The relationship of the gap renormalization with the temperature for some representative systems can be viewed in Fig. 2. From it we note that the variation of the renormalization between 0 and 300 K is relatively low, about one order of magnitude lower than the zero-point renormalization (e.g. 10 meV for [60]PCBM and 12 meV for [70]PCBM). This low variability agrees with previous calculations and observations of carbon-based materials.^26,35,119

Fig. 2 Renormalization of the band gap of selected fullerenes and derivatives as a function of the temperature.

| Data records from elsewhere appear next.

PR #2741, opened 2023-03-02
Make Scopes Easier to Use in the UI

### LINKED ISSUE #2716: [Backend] Make Scopes/Roles easier to use in the UI

I believe we need to return scopes as enum types to make it easier for the UI to stay up to date.  Also, it would be useful to have a list of all scopes the user has via any avenue.

- Add `total_scopes` key to `get_user_permissions`.  This should return a combination of scopes the user has been assigned directly along with any scopes they have via their role(s).  There shouldn't be duplicates here. 
- get_user_permissions scopes and total_scopes type should be an enum. Context here: https://github.com/ethyca/fides/pull/2671#discussion_r1118965820

### Additional context

pattisdr:
Closes #2716 

### Code Changes

- Dynamically create a ScopeRegistryEnum from the list of scopes
    - Make this the "type" when getting user permission scopes
- Delete custom validation for scopes now that we can use the enum
- If scope registry changes and user has a scope that no longer exists, filter that out instead of failing on access.
- Add a "total" scopes property that sums the scopes the user has directly along with scopes they have via roles.
- Add logic so that if we remove scopes from the scope registry, the enum doesn't break when trying to load the current user's scopes

### Steps to Confirm

* [ ] Login in as a root user
* [ ] Create another user with limited scopes
* [ ] Verify that UI loads properly
* [ ] Login as the created user
* [ ] Verify UI loads properly
* [ ] Navigate to the get user permissions endpoint and note the "total scopes" key
* [ ] Navigate to http://localhost:8080/openapi.json and note the ScopeRegistryEnum

### Pre-Merge Checklist

* Documentation:
* [ ] Update `CHANGELOG.md`

### Description Of Changes

Return a scopes enum so the UI can use this, as well as return "total scopes" - scopes that the user has via their roles or that they were assigned directly.


src/fides/api/ops/api/v1/scope_registry.py
```diff
@@ -228,3 +229,8 @@
 }
 
 SCOPE_REGISTRY = list(SCOPE_DOCS.keys())
+
+
+ScopeRegistryEnum = Enum(  # type: ignore[misc]
+    "ScopeRegistryEnum", {scope: scope for scope in SCOPE_REGISTRY}  # type: ignore
```
allisonking, line 235: super nit, but the `RoleRegistry` enum is just called `RoleRegistry` while this one is `ScopeRegistryEnum`. might be good to make them consistent (at least for me consuming these, would make things a bit clearer 😄 )

```suggestion
    "ScopeRegistry", {scope: scope for scope in SCOPE_REGISTRY}  # type: ignore
```

src/fides/api/ops/schemas/user_permission.py
```diff
@@ -16,21 +14,9 @@ class UserPermissionsCreate(BaseSchema):
     but we also will continue to support the ability to be assigned specific individual scopes.
     """
 
-    scopes: List[str] = []
+    scopes: List[ScopeRegistryEnum] = []
```
allisonking, line 17: ah this will also help me a lot 😸

allisonking (approved):
💯

src/fides/api/ops/api/v1/scope_registry.py
pattisdr: good call!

B. Forecasting through machine learning

1. Regression. In this section we discuss the performance of machine learning methods mentioned in Section III.B.1 for the quantitative forecast of the renormalizations. In Table 3 we display the results of our tests using linear regression (LR), random forests, neural networks and k-nearest neighbors. When the machine learning methods forecasted the renormalizations themselves, we denote their results with RF, NN and KNN, respectively. When they forecasted the residuals of linear regression, we denote their results with RF@LR, NN@LR and KNN@LR. Though NN and KNN are less accurate than RF, we include them in our presentation for the sake of a broader scope. The corresponding calculations were performed as presented in Section III.B.2. The out-of-sample errors from forecasts using other regression methods – like gradient boosting, kernel ridge, SVM or Lasso – were worse than RF's. Results from linear regressions are more accurate than several bare ML forecasts. However, if the ML methods are applied on top of the linear regressions, this is using the residuals of the linear regressions as the outputs, then the accuracy of the forecast gets enhanced. The improvement in the forecast of renormalizations has a low absolute size (which is much smaller than the errors due to inaccuracies of the exchange–correlation functionals of DFT). However, this improvement is non-negligible in relative terms: the error decreases up to 14.7% if using RF, and up to 6.7% if using KNN (taking the result of the linear regression as the baseline). The input variables (regressors) were not standardized in the calculations leading to Table 3. This is because the results of RF are equal for standardized and non-standardized input, the results of NN are more accurate if no standardization is performed, and for KNN the results are similar for standardized and non-standardized regressors (for KNN there is no theoretical reasons which support standardization because there are only two inputs, which are measured in the same units and whose sizes are similar).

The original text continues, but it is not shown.